▶ [What the task asks] Look through the records and copy every line in which "tests" appears.

(Listed entries)

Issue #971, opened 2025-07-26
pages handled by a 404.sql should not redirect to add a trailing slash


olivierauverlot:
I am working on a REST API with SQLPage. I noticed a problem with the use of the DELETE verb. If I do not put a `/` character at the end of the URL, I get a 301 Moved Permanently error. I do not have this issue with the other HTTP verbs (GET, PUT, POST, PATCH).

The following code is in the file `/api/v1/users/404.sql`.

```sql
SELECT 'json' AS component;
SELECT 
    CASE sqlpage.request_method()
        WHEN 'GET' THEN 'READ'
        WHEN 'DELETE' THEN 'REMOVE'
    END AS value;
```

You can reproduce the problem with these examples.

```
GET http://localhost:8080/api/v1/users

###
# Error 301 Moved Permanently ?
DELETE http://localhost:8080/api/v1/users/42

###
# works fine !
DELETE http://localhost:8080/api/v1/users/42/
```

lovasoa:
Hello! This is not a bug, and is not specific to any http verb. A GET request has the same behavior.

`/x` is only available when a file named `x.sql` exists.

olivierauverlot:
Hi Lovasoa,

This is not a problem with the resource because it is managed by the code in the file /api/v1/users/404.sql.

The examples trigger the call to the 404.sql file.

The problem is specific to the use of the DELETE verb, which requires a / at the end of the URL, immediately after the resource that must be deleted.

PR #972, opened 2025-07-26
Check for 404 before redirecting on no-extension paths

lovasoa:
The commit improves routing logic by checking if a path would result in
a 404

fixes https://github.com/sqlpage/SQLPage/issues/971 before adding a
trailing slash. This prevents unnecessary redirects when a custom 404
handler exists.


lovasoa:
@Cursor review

(End Listed entries)
(Listed entries)

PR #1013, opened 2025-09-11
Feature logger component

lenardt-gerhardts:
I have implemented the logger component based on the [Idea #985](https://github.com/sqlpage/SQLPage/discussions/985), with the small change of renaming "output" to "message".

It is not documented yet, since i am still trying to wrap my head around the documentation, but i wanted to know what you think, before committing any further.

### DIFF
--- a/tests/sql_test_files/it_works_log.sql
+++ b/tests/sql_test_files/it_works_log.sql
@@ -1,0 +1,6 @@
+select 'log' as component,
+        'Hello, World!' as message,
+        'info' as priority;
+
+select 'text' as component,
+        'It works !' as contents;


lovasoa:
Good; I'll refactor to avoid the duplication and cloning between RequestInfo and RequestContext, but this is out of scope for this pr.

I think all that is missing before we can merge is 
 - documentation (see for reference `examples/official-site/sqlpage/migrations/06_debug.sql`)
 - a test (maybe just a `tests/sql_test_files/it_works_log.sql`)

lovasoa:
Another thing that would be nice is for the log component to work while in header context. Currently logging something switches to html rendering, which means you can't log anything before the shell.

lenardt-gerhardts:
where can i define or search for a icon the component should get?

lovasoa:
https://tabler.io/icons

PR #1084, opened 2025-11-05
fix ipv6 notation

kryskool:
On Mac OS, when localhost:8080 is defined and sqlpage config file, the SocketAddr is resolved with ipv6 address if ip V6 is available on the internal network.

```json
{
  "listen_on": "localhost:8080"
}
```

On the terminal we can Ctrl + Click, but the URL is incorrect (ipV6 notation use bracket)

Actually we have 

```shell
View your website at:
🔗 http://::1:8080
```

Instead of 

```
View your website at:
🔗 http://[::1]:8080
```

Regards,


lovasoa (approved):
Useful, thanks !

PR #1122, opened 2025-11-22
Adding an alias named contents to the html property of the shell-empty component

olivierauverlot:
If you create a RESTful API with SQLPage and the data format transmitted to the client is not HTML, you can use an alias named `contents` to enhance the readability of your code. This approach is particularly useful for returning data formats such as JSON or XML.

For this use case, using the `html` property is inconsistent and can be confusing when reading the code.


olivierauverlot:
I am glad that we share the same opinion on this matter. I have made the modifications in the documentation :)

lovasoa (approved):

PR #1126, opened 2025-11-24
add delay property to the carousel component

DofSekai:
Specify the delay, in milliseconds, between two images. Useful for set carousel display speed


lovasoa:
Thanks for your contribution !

(End Listed entries)

▶ [Response]
--- a/tests/sql_test_files/it_works_log.sql
+++ b/tests/sql_test_files/it_works_log.sql
 - a test (maybe just a `tests/sql_test_files/it_works_log.sql`)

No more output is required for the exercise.